Cook with love, like our grandmothers did
Three Michelin stars and the top spot on the World's 50 Best Restaurants, but chef Mauro Colagreco's feet are firmly on the ground
At the press conference to announce a pop up by Mirazur, the three-Michelin-starred restaurant from Menton, France, its celebrated chef, Mauro Colagreco, reminds us of an overseas film director. He works hard to explain the subtle nuances of his craft and product in an unfamiliar language to a foreign audience, where a majority haven’t even tried his food. Colagreco’s words are measured and wise as he speaks of his respect for the diversity of Indian food, how he worked for three years to get the plastic-free certification for Mirazur, and about challenging the rules of working with and merging different cuisines.
“Food is an emotion, it’s like love, and [you] can’t define emotions as French or Argentine. You cook for others, with love, like our grandmothers did,” says Colagreco, who helms the kitchen at his world-famous eatery. In Mumbai for the Masters of Marriott series in association with Culinary Culture, Colagreco is both nervous and excited to present a nine-course meal including his signature dishes such as smoked eel and caviar tartlet at The St Regis Mumbai. In a tête-à-tête over masala chai, Colagreco discusses the importance of keeping calm in the kitchen and not letting a ‘rockstar’ status affect your cooking.
Excerpts from the interview.
What changes or additions did you have to make to your style from winning one star to three?
It’s not a change; it’s the evolution of my style and cuisine. The first star was fast, but the second came five years later and there was a big change in quality. I started at a place that I didn’t know much about; till today, I continue to learn about the land and traditions near Mirazur. We started with just three people in the kitchen and today we have 30.

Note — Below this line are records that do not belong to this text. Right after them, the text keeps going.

PR #2234, opened 2025-09-01
[Bridge Fixes 2.1] Sizing guidelines

Scarjit:
This pr provides a guideline on how many cores of what type are required for a specifc number of bridges.


JeremyTheocharis (changes requested):
Adding performance benchmarks makes it feel like a test report, but not a guideline on what we guarantee to the users and what they should do in what case. Diminishing returns undermines our scalability, we can ignore that entirely. maybe jsut mention bridges up to 30? 

better would be to adjust teh first paragraph of the sizing guidelines and check if this is still the case with the 9 bridges with OPC UA. and then provide explanation on how the users should size their machines.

How do you develop trust in your team?
It’s very hard, and you need time. Today, people don’t have the capacity to wait to reach a level. It takes time to build a strong team. I work a lot to keep this team. It’s also the way you trust the team — you need to believe in their talent and give them the opportunities to make a few mistakes, as that’s how we learn.
Why is it important for chefs to speak about environmental sustainability too?
The impact [of our actions on nature] that we have seen in the last five to six years is unlike before. How we impact our planet is huge. It’s important not just for chefs but also for everybody to make that change.
How do you visualise a new dish every day based on the produce?
It’s difficult to explain, but it happens. I try to push myself and my team to be instinctive; sometimes, things take time and sometimes we come up with the recipe like this [snaps fingers]. We even stall recipes until the next year when the ingredient is fully ready, because we lost the prime moment of the product this year while experimenting.
How do you unwind?
I have a background in literature so I like to read. I love painting but I didn’t paint all of last year. I love to fish — the ocean faces us, offering many a quiet moment; I need that. I find that in my garden as well; I love gardening and being in contact with nature.
What do you cook for your sons?
[Smiles] Very simple food. The elder one eats everything. My younger son used to eat everything when he was younger, but now he just wants meat.
On Today, 7 pm
At The St. Regis Mumbai, Lower Parel.